If I saw that in the spec as a developer making use of VideoDecoder, it would give me confidence that setting that flag would be sufficient to achieve 1-in-1-out behaviour, with appropriately prepared input data. A lack of clarity on that is what led me here to create this issue. It would also give stronger guidance to developers implementing this spec that they really needed to achieve this result to be conforming. Right now it reads more as a suggestion or a nice-to-have, but not required.

Roger Sanders · Answer 7 · Fri Jul 07 2023 22:37:24 GMT+0800 (China Standard Time)

For completeness, I'll add this issue has been reported to the Chromium project under https://crbug.com/1462868, and I've submitted a proposed fix under https://chromium-review.googlesource.com/c/chromium/src/+/4672706

Dale Curtis · Answer 8 · Sat Jul 08 2023 00:16:34 GMT+0800 (China Standard Time)
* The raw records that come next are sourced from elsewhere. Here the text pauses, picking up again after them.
PR #267, opened 2026-08-12
Initial definition of a PR policy

chargio:
### Description

Add  a description of the required changes in documentation to address the needs for better PR requests and reviews.
This document describes the changes that will need to be implemented.

Fixes #<issue>

### How was this tested?

Document only

### Documentation changes

Yes


skrech (changes requested):
I refuse to accept this AI-generated document. Overall, the target audience is unclear -- is it written for our team, is it intended for external contributors to read? 

It's an enormous amount of text that re-iterates the same common-sense practices. 

It is clear to me that separate sections were changed several times without the context of the wider document. 

There are refenreces that are not defined -- what is "CL"? 

The granularity of the suggested changes is inconsistent -- some recommendations are very vague while others are super detailed -- for example, setting up of stalebot. Ironically, a clear sign that this is written with AI, not complying with the same rules that this document is trying to establish.

chargio:
Thanks for the feedback @skrech.

I will have a review on it to improve the style. Just to clarify, it is not AI generated (although I've used AI extensively). It just covers a lot of content from different sources, and that can be why you find differences in details. There are best practices that are common  and well established, while others are not.

Apart from the style, do you have any comment on the content?

content/rfc/0007-updated-pr-policy.adoc
```diff
@@ -0,0 +1,259 @@
...
+2. *Zero tolerance Triage Rule*: Maintainers will immediately close - _without review of explanations_ - any PR exhibiting standard AI hallucinations (non-existing API calls, dead imports, phantom config flags, or generic boilerplate code) or any other code that does not meet the project's quality standards.
+3. *Code contributions will be accompanied by a clear explanation of the code's purpose, functionality, and any relevant context*. You should not expect reviewers to guess the rationale for the code. This will help maintainers understand the code and its intended use, and will facilitate the review process. _PRs that do not provide sufficient context or explanation may be closed without review_.
+4. *Code contributions will express in writing in the PR commit that they followed all project guidelines, including code style, testing, and documentation requirements*. This will help ensure that all contributions meet the project's quality standards and are consistent with the existing codebase. PRs that do not include this statement may be closed without review.
+
+=== How Fast should code reviews be?
```
skrech: I disagree with the suggestion for such fast responses. The response on a PR is expected to be an actual review, which necessitates a holistic overview. Reviews can't be in a chat form. Depending on the change this might involve a lot of thinking, if you're occupied with feature-development work that is not going according to plan or involves intense thinking, it's hard to meet that expectations. Even having a limit is intimidating. What if we don't review in the specified time-frame? I think we need to use more prescriptive language, not enforcing one.

chargio: Thanks. That makes sense. The fast response is explicit in the Google document that we use today as a reference

content/rfc/0007-updated-pr-policy.adoc
```diff
@@ -0,0 +1,259 @@
...
+
+
+== Updated Pull Request Workflow (for reviewers)
+
+=== Step 0: Pre-work
+Before a PR is submitted, the developer needs to have a clear understaning of the scope and requirements. If refinement work is needed, consider both including the refinement documentation as context in the PR and choosing reviewers that have participated in the refinement and design of the solution. For that reason, it is important to involve the relevant stakeholders early in the process to ensure that the PR is well-informed and aligned with the project's goals.
+
+=== Step 1: Initial assignment
+The PR can be assigned to a squad (preferably) or to one or several individuals, or left unassigned for maintainers to pick up. In the last case where it is left unassigned, maintainers will review the PR and assign it to the appropriate person or team for further review and action. Unless it is specifically requested, the PR needs to have one successful maintainer review before merging and no rejections, so assigning it to a squad will generally help streamline this process. AI approval does not replace the requirement for a human maintainer review.
```
skrech: Who is the `maintainer` here? It seems that this designates some form of code-ownership, but we don't have such thing.

content/rfc/0007-updated-pr-policy.adoc
```diff
@@ -0,0 +1,259 @@
...
+
+=== Step 2: Take a broad view of the change
+Look at the PR description and what the PR does in general. Does this change even make sense? If this change shouldn't have happened in the first place, please respond immediately with an explanation and why the change should not be happening. It is a good idea to suggest to the developer what they should have done instead.
+
+If the code is not understandable, it is clearly not ready for review or it manifests AI hallucinations, it should be immediately flagged and the PR should be closed. The developer can open a new pull request after addressing the issues.
+
+=== Step 3: Pre-review automation gate
+Once step 1 is done, the reviewer will include an AI-assisted verification step to automatically check for code quality, maintainability, and security issues. This step will help ensure that only high-quality contributions proceed to the manual review stage. Step 1 will ensure that AI is not engaged inappropriately or without proper oversight.
```
skrech: This step could potentially help, but we see that AI reviews include a lot of false-positives but at the same time lengthy explained. A prudent reviewer would probably go over these as well... which only increases the burden, not lower it. 

AI-assisted reviews should only be done on-demand, if the reviewer wants to be helped by a pre-flight ai check, or the contributor wants to do that locally before PR submission.

antgamdia (changes requested):
First of all, thank you for the effort in putting all this together. 

In general, while I agree on the need of a PR review policy in the team, I'm also pretty reluctant to +1ing this one. There are interesting parts, for sure, but it is inconsistently verbose, and I find rather difficult to extract what is really important from usual best practices. 

For example, we have a section on "merge strategies", when it can be enforced from the repository settings in a checkbox.  

I miss more instructions on PR title, labeling, tracebility with a ticket (whether it be an internal one in Jira or a public one if a user opens an issue), etc...

There's some minor changes requested, like not really updating the CONTRIBUTING.md or other unrelated files in this very PR.

Honestly, while I value the concept of an RFC publicly available, I feel this document should have been a more agile one first (gDocs for example), so reviewing it is not that static or "serious". Once we all kind of agree in the content, I would convert it into an RFC, where only the format and, perhaps, the style, are in stake; but not the teleological intention and overall content.

content/rfc/0007-updated-pr-policy.adoc
```diff
@@ -0,0 +1,259 @@
...
+
+=== Step 4: Manual review
+After the automatic verification step is successfully completed, the reviewer will manually review the code changes. This includes checking for correctness, adherence to project guidelines, code readability, and overall quality. The reviewer will provide feedback, request changes if necessary, and approve the pull request once it meets all standards.
+During this phase, AI-assisted verification tools may still be used to support the review process, but the final judgment and approval rest with the human reviewer.
+
+When the AI identifies the PR as low risk and trivial, and if the CI is passing, the reviewer may choose to expedite the approval process, potentially merging the PR with minimal manual intervention. In order to do so, the reviewer should document the rationale for the expedited approval in the PR comments, ensuring transparency and traceability for future reference. If the merge of the PR imples that the build is broken, additional CI tests will need to be put in place to avoid errors in the future.
```
skrech: I feel the goal if this RFC is to try to mask a push for integrating AI as review process establishment/improvement. It feels that integrating AI into the review process is the sole purpose of the document. A goal in itself.

The part about "PR imples that the build is broken" is totally out of space -- all checks are happening before merge, not after that.

content/rfc/0007-updated-pr-policy.adoc
```diff
@@ -0,0 +1,259 @@
...
+
+Reviewers should always feel free to leave comments expressing that something could be better, but if it’s not very important, prefix it with something like “Nit: “ to let the author know that it’s just a point of polish that they could choose to ignore.
+
+== Pre-Review Automation Gate
+To avoid unnecessary maintainer bandwidth consumption, a pre-review automation gate will be implemented to automatically check for code quality, maintainability, and security issues before a pull request is assigned to a maintainer for review. This gate will help ensure that only high-quality contributions are reviewed and merged into the codebase.
+
+1. *Manual Trigger*: To avoid unnecessary CI/CD costs, this gate will be triggered manually by a maintainer after the initial triage.
```
skrech: There is no reason for this check to be manually triggered. Too vague description here -- what code-quality? What maintainability? 
Overall, what is the gate? Github check? Or CI check?

content/rfc/0007-updated-pr-policy.adoc
```diff
@@ -0,0 +1,259 @@
...
+2. *Maintainers won't perform human reviews until 100% of automated checks pass*: Once the automation gate is passed, the pull requests will have passed all automated checks (linter, tests, commit linting, PR size, PR template completion, etc).
+3. *AI-best practices configuration*: The project will include guidelines and configurations to ensure that AI-assisted contributions adhere to best practices, including proper disclosure, verification, and quality standards. Including architecture documents for AI, AI skills and other relevant documentation will be part of this configuration.
+
+== Component changes
+
+=== Addition of CONTRIBUTING.adoc file
+The contribution guide will be enhanced with the following sections:
+Scope and workflow:
+- **Issue first**: PR for new features or structural changes must be linked to an existing issue. PRs without an issue will be closed without review.
```
skrech: This is unapplicable for our case. We have bug-tracker that is private. We should not reference private bug trackers. If the contribution is from external contributor, then this might be viable, but in my opinion, it's not necessary. Good PR description for a focused change is enough.
However, if there is a Issue opened for a problem/feature and there is a fix for that, then the PR should reference that issue.

chargio:
Closing PR to move the conversation to a more suitable place, as suggested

Thanks, we can continue discussion of the Chromium issue there.

In terms of the spec language, I think the current text accurately reflects that UAs are beholden to the underlying hardware decoders (and other OS constraints). I don't think we can use SHOULD/MUST here due to that. We could probably instead add some more non-normative text giving a concrete example (1-in-1-out) next to the optimizeForLatency flag.

Ultimately it seems like you're looking for confidence that you can always rely on 1-in-1-out behavior. I don't think you'll find that to be true; e.g., many Android decoders won't work that way. It's probably best to submit a test decode on your target platforms before relying on that functionality.

Bernard Aboba · Answer 9 · Sun May 05 2024 09:55:15 GMT+0800 (China Standard Time)

@Djuffin @padenot It looks like this issue was due to a bug, rather than a spec issue. Can we close it?